▸ What is needed:
Retype exactly the lines below, beginning with the first and ending with the line where "- [ ] How to" appears.

▸ Source material:

PR #2083, opened 2019-09-13
Editor preview

distantnative:
**Requires first:** Content Vuex store refactoring

-----

Screenshot 2019-05-19 at 13 23 26

My main trouble at the moment is the placement of the iframe (`k-page-preview`). It seems to make sense to place it in the PageView. However, it's a child of `k-panel-view` then, which applies `overflow-y: scroll;`. With that, the iframe cannot be placed fixed to make it scrollable independent from the main Panel content.

- [ ] @bastianallgeier: see if there is a better way than my hackish CSS implementation
- [ ] How to deal with CSS media queries (breakpoints) when preview is shown
- choose a more cryptic query variable name

### DIFF
--- a/panel/src/App.vue
+++ b/panel/src/App.vue
@@ -1,6 +1,7 @@
 <template>
+  <k-page-preview v-if="$store.state.preview.active" />
   <div
-    v-if="!$store.state.system.info.isBroken"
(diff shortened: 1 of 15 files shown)


distantnative:
Will be reopened once we get there.

PR #2084, opened 2019-09-13
Don't save untranslatable fields

### LINKED ISSUE #2001: Bug with initial translated content
**Describe the bug**
Under certain conditions translated content files contain not translatable fields.

**To Reproduce**
1. Install the startkit
2. Add a second language
3. Make some fields not translatable (e.g. the `date` and `author` field in the `note` blueprint)
4. Navigate to a note in the panel and switch to the secondary language
5. Edit the `title` **or** change the `slug`
6. The created content text file will include both the `date` and `author` field

As far as I can tell this bug only occurs if you just change the `title` or `slug` of a not yet created translation. As soon as you save any "real" fields the content file gets sanatized as expected.

**Expected behavior**
The `date` and `author` field should not end up in the translated content file.

**Kirby Version**
3.2.3

 - Windows 10

bastianallgeier:
## Describe the PR
The ModelWithContent::saveTranslation method didn't check for untranslatable fields. This led to unwanted fields being stored when using Page::changeSlug and Page::changeTitle. The method now unsets untranslatable fields correctly. 

## Related issues
- Fixes #2001

## Todos
- [x] Pass all unit tests


src/Cms/ModelWithContent.php
```diff
@@ -492,8 +492,18 @@ protected function saveTranslation(array $data = null, string $languageCode = nu
             throw new InvalidArgumentException('Invalid language: ' . $languageCode);
         }
 
+        // get the content to store
+        $content = $translation->update($data, $overwrite)->content();
```
lukasbestle, line 496: Is it needed to run the loop over all fields (even the ones that won't be modified by the current save operation)? It means that existing fields that have become untranslatable in the meantime will be kicked out. It's probably useful to do that, but we should be sure that this is what we want. Besides that the changes LGTM.

bastianallgeier: I think it's better to do it that way and not to be too smart about the fields, which should be skipped or not.

PR #2087, opened 2019-09-13
Update user store

### LINKED ISSUE #1957: Updating user language in Panel: store doesn't get updated
After changing my account language in the Panel, `$store.state.user.current.language` remains unchanged (only after reloading browser).

bastianallgeier:
## Describe the PR
The current user store was not updated correctly when the email, language, role or name of the current user has been changed. 

## Related issues
- Fixes #1957


panel/src/store/modules/user.js
```diff
@@ -28,6 +28,12 @@ export default {
     current(context, user) {
       context.commit("SET_CURRENT", user);
     },
+    email(context, email) {
+      context.commit("SET_CURRENT", {
+        email: email,
+        ...context.state.current
```
distantnative: Just reading, not testing... but don't these two lines need to be switched? I'd assume there is a `email` key in `context.state.current` as well, so it would overwrite line 33 directly. Or?

bastianallgeier: You are totally right. I just fixed it.

distantnative (approved):

PR #2088, opened 2019-09-13
Calendar: use “current month” #1736

### LINKED ISSUE #1736: [Panel] Date Field "Today" Button Doesn't Actually Set Date/Time To Now
**Describe the bug**
When clicking on the "Today" button in a `date` field calendar, I fully expected the value in the field to be changed to today (or now, if using a time field as well).

Is this intentional? I can't really seem to think of a compelling use case for wanting this behavior.

**To Reproduce**
1. Open a date picker on a panel page
2. Select some date a couple months from now
3. Open up the calendar picker and click "Today"

**Expected behavior**
I would expect the calendar view and value to be set to today. Instead, it currently just changes the calendar view to focus on this month.

**Screenshots**
Screen Shot 2019-05-02 at 12 47 43 PM

**Kirby Version**
`3.1.3`

 - OS: macOS 10.14.4 (18E226)
 - Chrome 74.0.3729.131
 - Safari 12.1 (14607.1.40.1.4)

distantnative:
## Describe the PR
As we had quite a few discussion about the behavior of the "Today" button in the calendar dropdown - whether it should navigate to the current month as it does now, or rather directly update the value to the current date, I think the straightforward solution is to rename the button to "current month" and stick with the current behavior.

## Related issues
- Fixes #1736


i18n/translations/en.json
```diff
@@ -391,7 +392,6 @@
   "sort": "Sort",
   "title": "Title",
   "template": "Template",
-  "today": "Today",
```
lukasbestle: Have you checked if we use that string anywhere else? It could potentially become useful in the future as well, so I'm not sure if we should remove it.

panel/src/components/Forms/Calendar.vue
```diff
@@ -40,7 +40,7 @@
       <tfoot>
         <tr>
           <td class="k-calendar-today" colspan="7">
-            <k-button @click="go('today')">{{ $t("today") }}</k-button>
+            <k-button @click="go('today')">{{ $t("field.date.month.current") }}</k-button>
```
lukasbestle: I think we should rename the special `today` date in the `go()` method to `current-month` as well to be consistent.

i18n/translations/en.json
distantnative: We don't use it elsewhere. But you are right, let's not throw away the translations.

lukasbestle (dismissed):

lukasbestle (approved):

bastianallgeier:
This feels like a compromise to me. I ran into the same weird feeling that the Today button should directly set the date when clicking the other day and I suggest to give it a try like that as a real alternative to what we have. I just added a commit for it to the develop branch and we can give it try during the RC.

afbora:
Will translations be updated?

bastianallgeier:
No, because "Today" as label still works.

PR #2090, opened 2019-09-14
Use absolute path for dragText with parent #2003

### LINKED ISSUE #2003: Image tag doesn't include path to file when uploading to a different page in textarea
**Describe the bug**
Consider a textarea definition like this:

```
text:
  type: textarea
  uploads:
    parent: page.parent
```

The files are uploaded to the parent page correctly, but the resulting image tag only contains the filename, not the needed path to the file, resulting in wrong image URLs.

**To Reproduce**
1. Add the above field to a subpage blueprint, e.g. `album.yml` in the Starterkit.
2. Open a page with this blueprint in the Panel
3. In the textarea field, upload an image.
4. See how the image tag only contains the filename.

The same happens when selecting a file from another page, while the path is inserted correctly when dragging & dropping a file from a files section.

**Expected behavior**
The image tag should include the path to the file.

**Kirby Version**
Tested with 3.2.3

distantnative:
## Describe the PR
When using the `parent` option for uploads in textareas, the inserted `dragText` did not include an absolute path. It now does.

```
text:
  type: textarea
  uploads:
    parent: page.parent
```

It also moves the kirbytext/markdown check inside of the `dragText` method to keep code DRY.

## Related issues
- Fixes #2003

## Todos
- [x] Pass all unit tests


bastianallgeier (commented):
I love the general refactoring, but by removing the first argument of the dragText method, this becomes a breaking change that could affect plugins and other stuff.

distantnative:
It's an internal method with little documentation... I would argue keeping the code DRY and less error prone outweights the risk. But of course we can keep it and move the option check into all 3 fields/sections.

bastianallgeier:
I think I have a good solution that makes the best out of your refactoring without introducing a massive breaking change. I've brought back the first arg, but with a new 'auto' option that loads the type from config. This also keeps the advantage of being able to use the dragText method independently from what is set in the config.

bastianallgeier (approved):

bastianallgeier (approved):

distantnative:
Great solution!

PR #2091, opened 2019-09-14
Allow changeRole for non-admin users #1919

### LINKED ISSUE #1919: [Panel] A non-admin user cannot change the role of another user of the same or different role
**Describe the bug**
If I create for example an Editor user (with no permission settings set or with explicit settings to allow changing roles), I get an error message when trying to change the role of another user of the same or a different (non-admin) role. But the option is nevertheless available via the context menu.

> You are not allowed to change the role for the user "test@user.com"
```
title: Editor

options:
  changeRole:
    editor: true
    manager: true
permissions:
  users:
    changeRole: true
```

**To Reproduce**
1. Create an Editor blueprint like the above or empty
2. Create other users with the same or a different non-admin role
3. Try to change the role of these users via the context menu or in the user view. The change role dialog pops up (even with the option to change to the admin role which should not be the case, but that is another issue).
4. See error message

**Expected behavior**
A non-admin user role should still be able to change other users roles (apart from creating admins) if it is allowed via the role blueprint (assuming if there are no settings that everything is allowed).

**Screenshots**

**Kirby Version**
3.2.2

**Additional context**
I think the user permissions are a bit messed up in general atm.

https://github.com/getkirby/kirby/issues/1917

distantnative:
## Describe the PR
Line 73 prevents any non-admin user to change the role of any other user so far - no matter if the user has permissions or not (which we check later on line 89).

Instead this PR changes the check to make sure that only admin users can change the role of another admin user. That check ensures that no non-admin user is taking admin rights away from an admin.

## Related issues
- Fixes #1919


bastianallgeier (commented):
The biggest issue here is the situation when someone is able to create a new user and then turn that user into an admin. Afterwards they can login with that new account and be an admin.

distantnative:
That's why we need https://github.com/getkirby/kirby/pull/2092 too

distantnative:
I think the combination of these two PRs makes more sense than the current implementation.

PR #2099, opened 2019-09-14
Section parent: only allow objects #1938

### LINKED ISSUE #1938: Error needed when parent in files section is a collection
I think it is great, that the `files` section can display not only files from one single `page`, but also all the files from multiple `pages`. Like:
```
all_uploads:
  type: files
  headline: All uploads
  parent: site.index
```

The problem appears when uploading a file to a section like that: `No route found for path: "files" and request method: "POST"`, probably because it doesn’t know where to upload the new `file`.

A solution could be to:
1. add a `upload` option, that can be set to `false` to disable the upload functionality to this section. Or:
2. add a `upload` option where a single(!) `page` can be specified, to where a newly uploaded file should be moved to

distantnative:
## Describe the PR
Do not allow collections as parent of a files or pages section.

## Related issues
- Fixes #1938


lukasbestle (dismissed):

config/sections/mixins/parent.php
```diff
@@ -22,6 +20,14 @@
                 if (!$parent) {
                     throw new Exception('The parent for the query "' . $query . '" cannot be found in the section "' . $this->name() . '"');
                 }
+
+                if (
+                    is_a($parent, 'Kirby\Cms\Page') === false &&
+                    is_a($parent, 'Kirby\Cms\Site') === false &&
+                    is_a($parent, 'Kirby\Cms\User') === false
```
bastianallgeier, line 28: I think we need to include File here as well. You can add a files section to a file blueprint for example and the files section will automatically use the siblings.

bastianallgeier (changes requested):

config/sections/mixins/parent.php
distantnative: But would the File be the object in the parent prop then?

bastianallgeier: You are right, it wouldn't. But it could still be useful I guess. Would it do any harm to check for the file here as well?

distantnative: Probably not... then I would check for ModelWithContent?

bastianallgeier (approved):

PR #2100, opened 2019-09-14
Add $pagination->hasCurrentPage() method #1887

### LINKED ISSUE #1887: Pagination doesn't redirect to error page, shows last page instead.
**Describe the bug**
The current pagination, instead of returning an error page when trying to visit a page number that doesn't exist (for example visiting `page:50` in a collection that has only 10 pages) it's returning the last page of the pagination.

**To Reproduce**
1. In the starterkit homepage template, add a `paginate()` in the foreach loop. For example `foreach (page('photography')->children()->listed()->paginate(2)`
2. Try open a page with a stupidly high page number

**Expected behavior**
You should be redirected to the error page.

**Screenshots**
screenshot_2019-06-28_at_12 27 45

**Kirby Version**
This is happening in the current 3.2.0 but @texnixe has tested this and told me it goes back to 3.1.0

lukasbestle:
## Describe the PR

New `$pagination->hasCurrentPage()` method that can be used in the controller to check if an overflow happened and to react accordingly (e.g. redirect to error page, render custom error, redirect to last existing page).

## Related issues

- Fixes #1887

## Todos

- [x] Pass all unit tests

### DIFF
--- a/src/Toolkit/Pagination.php
+++ b/src/Toolkit/Pagination.php
@@ -123,11 +123,11 @@ class Pagination
     {
         if ($page === null) {
             if ($this->page > $this->pages()) {
-                $this->page = $this->lastPage();
+                return $this->lastPage();
             }
 
             if ($this->page < 1) {
-                $this->page = $this->firstPage();
+                return $this->firstPage();
             }
 
             return $this->page;
--- a/src/Toolkit/Pagination.php
+++ b/src/Toolkit/Pagination.php
@@ -254,6 +254,18 @@ class Pagination
     }
 
     /**
+     * Checks if the current page exists
+     * (returns false if the provided page has
+     * overflowed the range of pages)
+     *
+     * @return boolean
+     */
+    public function hasCurrentPage(): bool
+    {
+        return $this->hasPage($this->page);
+    }
+
+    /**
      * Checks if the given page exists
      *
      * @return boolean
--- a/tests/Toolkit/PaginationTest.php
+++ b/tests/Toolkit/PaginationTest.php
@@ -181,6 +181,30 @@ class PaginationTest extends TestCase
         $this->assertEquals(10, $pagination->offset());
     }
 
+    public function testHasCurrentPage()
+    {
+        $pagination = new Pagination([
+            'page'  => 5,
+            'limit' => 1,
+            'total' => 10
+        ]);
+        $this->assertTrue($pagination->hasCurrentPage());
+
+        $pagination = new Pagination([
+            'page'  => 42,
+            'limit' => 1,
+            'total' => 10
+        ]);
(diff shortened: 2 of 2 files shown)


afbora:
This will not work, `hasCurrentPage()` method returns always `true` because we overwrite it on line:

https://github.com/getkirby/kirby/blob/develop/src/Toolkit/Pagination.php#L125-L127

lukasbestle:
That's true. Once the `$pagination->page()` method gets called before, it will break. I checked it and thought "well, that's only when getting the value", but you are right that it gets overwritten.

afbora:
But I didn't understand how the test passed.

Maybe we should use `Pagination::for()` method for test like using in `Collection` class

https://github.com/getkirby/kirby/blob/develop/src/Cms/Collection.php#L224

lukasbestle:
I have fixed it by removing the cache in the `page()` method. See the commit description for my reasoning.

bastianallgeier:
The method is a good idea, but I think it doesn't really solve the general problem, because you still need to handle this manually. 

In theory we could just throw an exception when there's an overflow and this would work great for the templates, but we don't want the same behavior for the API I think. Maybe we need to be able to set the Pagination class into some sort of failure mode.

lukasbestle:
Throwing an Exception is actually a pretty great idea.

I was thinking how we could build an error page redirect without manually putting one in (because that wouldn't be flexible enough and also wouldn't allow overriding it). But exceptions can be caught and therefore a custom behavior is always possible.
I actually think that an Exception would also be fine for the API – after all the pagination page doesn't exist and shouldn't be accessible. Right now it overflows in the same way so an API client could think that there are the same items again on the next page. It won't know that the page has overflowed without checking the pagination page value in the response.

The only issue I'm having right now is that I can't get the `Kirby\Exception\NotFoundException` to work. Wasn't there a way to throw one from a template for example and get an error page rendered? Then the implementation for the pagination class would be super simple.

Moving this to the next release because we won't be able to implement it in time for 3.2.5.

afbora:
I've tried `NotFoundException` before on this issue, i could not.

I agree with @lukasbestle. `NotFoundException` with error page if we can somehow integrate, I think it will work in many places not only pagination.

bastianallgeier:
I was wrong by thinking that the exception is caught and leads to the error page. If that was the case the debugger would never really work. 

But we could introduce a `ErrorPageException` or an `errorPage()` helper for such occasions. I think this would be super useful for controllers anyway. Such a special exception could be caught when trying to render the page and could then actually load the error page instead. What do you think?

distantnative:
Sounds good to me!

lukasbestle:
Yep, that would make a ton of sense. :)

lukasbestle:
Replaced by #2147.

▸ Response below:
PR #2083, opened 2019-09-13
Editor preview

distantnative:
**Requires first:** Content Vuex store refactoring

-----

Screenshot 2019-05-19 at 13 23 26

My main trouble at the moment is the placement of the iframe (`k-page-preview`). It seems to make sense to place it in the PageView. However, it's a child of `k-panel-view` then, which applies `overflow-y: scroll;`. With that, the iframe cannot be placed fixed to make it scrollable independent from the main Panel content.

- [ ] @bastianallgeier: see if there is a better way than my hackish CSS implementation
- [ ] How to deal with CSS media queries (breakpoints) when preview is shown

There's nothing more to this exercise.